Existing zero-shot text-to-speech (TTS) systems are typically designed to process complete sentences and are constrained by the maximum duration for which they have been trained. However, in many streaming applications, texts arrive continuously in short chunks, necessitating instant responses from the system. We identify the essential capabilities required for chunk-level streaming and introduce LiveSpeech 2, a stream-aware model that supports infinitely long speech generation, text-audio stream synchronization, and seamless transitions between short speech chunks. To achieve these, we propose (1) adopting Mamba, a class of sequence modeling distinguished by linear-time decoding, which is augmented by cross-attention mechanisms for conditioning, (2) utilizing rotary positional embeddings in the computation of cross-attention, enabling the model to process an infinite text stream by sliding a window, and (3) decoding with semantic guidance, a technique that aligns speech with the transcript during inference with minimal overhead. Experimental results demonstrate that our models are competitive with state-of-the-art language model-based zero-shot TTS models, while also providing flexibility to support a wide range of streaming scenarios.

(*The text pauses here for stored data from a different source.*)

PR #809, opened 2024-03-15
Fix: Revert "Change: Drop parsing for $Date"

nichtsfrei:
Given testing with the enterprise feed it seems that $Date is still
used.

This reverts commit 32d9e66c351ac0ecab0ea7f6a943db8bd55f4617.


nichtsfrei:
The report was done on an outdated feed.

Paper Structure (25 sections, 1 equation, 4 figures, 14 tables, 3 algorithms)

This paper contains 25 sections, 1 equation, 4 figures, 14 tables, 3 algorithms.

Figures (4)

  • Figure 1: LiveSpeech 2 general architecture. An upstream model generates text continuously in small chunks, while our model synthesizes speech, aiming to keep pace with the most recent chunk. Besides enrollment speech embeddings, each decoding step has access to a section of the text stream, including some past and future chunks.

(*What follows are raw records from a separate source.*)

PR #846, opened 2026-05-06
feat(wiring): add yaml_merge directive

### LINKED ISSUE #819: Implement  yaml_merge wiring for packages
alongside the existing  json_merge we require  yaml_merge as helper for agents whose setup requires manipulation of YAML:

e.g.

```yaml
plugins:
    enabled:
      - nono-sandbox
```

would be resolved with

```json
  {
    "type": "yaml_array_remove",
    "file": "$HOME/.hermes/config.yaml",
    "path": "plugins.enabled",
    "entries": ["nono-sandbox"]
  }
```

advaithsujith:
## Summary

- Adds `WiringDirective::YamlMerge { file, patch }` mirroring `JsonMerge` semantics for YAML files
- Parses YAML via `serde_yaml_ng` and projects onto `serde_json::Value` so `walk_and_merge` / `restore_one_leaf` / `prune_empty_object_at` are reused unchanged
- `WiringRecord::YamlMerge` reuses `JsonLeaf` for per-leaf reversal — idempotent, reversible, user-edit safe
- Strict: non-string mapping keys → error, custom YAML tags (`!foo`) → error, non-finite floats (`.inf`/`.nan`) → error (prevents silent `null` corruption)
- Lossy round-trip on comments/anchors, same as `JsonMerge`

## Test plan

- [x] `yaml_merge_and_strip_round_trip` — merge into existing file, verify patch applied, reverse, verify only merged keys removed
- [x] `yaml_merge_is_idempotent` — second run reports `changed = false`
- [x] `yaml_merge_preserves_sibling_keys_on_reverse` — user's pre-existing sibling keys survive uninstall
- [x] `yaml_merge_rejects_non_string_keys` — integer mapping key returns clear error
- [x] `yaml_merge_rejects_custom_tags` — `!MyTag` returns clear error
- [x] All 21 integration test suites pass

Closes #819

### DIFF
--- a/Cargo.lock
+++ b/Cargo.lock
@@ -2647,9 +2647,9 @@ dependencies = [
 
 [[package]]
 name = "serde_yaml_ng"
-version = "0.9.36"
+version = "0.10.0"
 source = "registry+https://github.com/rust-lang/crates.io-index"
-checksum = "bd24347956e682cf958c95e82deb9914cad4010d3efc035d579f81f4c426038c"
+checksum = "7b4db627b98b36d4203a7b458cf3573730f2bb591b28871d916dfa9efabfd41f"
 dependencies = [
  "indexmap",
  "itoa",
--- a/Cargo.lock
+++ b/Cargo.lock
@@ -1685,6 +1685,7 @@ dependencies = [
  "semver",
  "serde",
  "serde_json",
+ "serde_yaml_ng",
  "sha2 0.11.0",
  "shlex",
  "sigstore-sign",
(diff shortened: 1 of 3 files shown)


lukehinds:
Thanks for picking this up, just a couple of bits - its worth having a yaml equivalent of reverse_collects_failures_instead_of_swallowing that we have on json - this way if something breaks, we back out and don't leave a misformatted config , its also worth pinning like the other dependencies - I checked on crates and it seems the latest is 0.10.0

  • Figure 2: For each word token in a chunk $i$, we assign a position index such that the first word has the index of the frame when the chunk arrives $\tau_i$, and subsequent words have incremental indices $\tau_{i} + 1, \dots$
  • Figure 3: Cross-attention visualization for "There is even / a white row of / beehives in the / orchard under the walnut / trees". There are 12 rows for each mamba layer, in which each in the first 6 rows has only one head and each in the last 6 rows has four heads, each predicting 4, 4, 4, 5 codes (total 1 grapheme token + 16 acoustic codes) in a frame, respectively. In each plot, the x-axis represents 318 audio frames generated and the y-axis represents 21 word tokens in the transcript.
  • Figure 4: Cross-attention visualization for "When you go / out of /the house into the / flower garden, there you / feel again the / order and fine / arrangement manifest all over / the great / farm, in the fencing / and hedging, / in the windbreaks and / sheds, in the symmetrical / pasture ponds / planted with scrub / willows to give shade / to the cattle / in fly-time."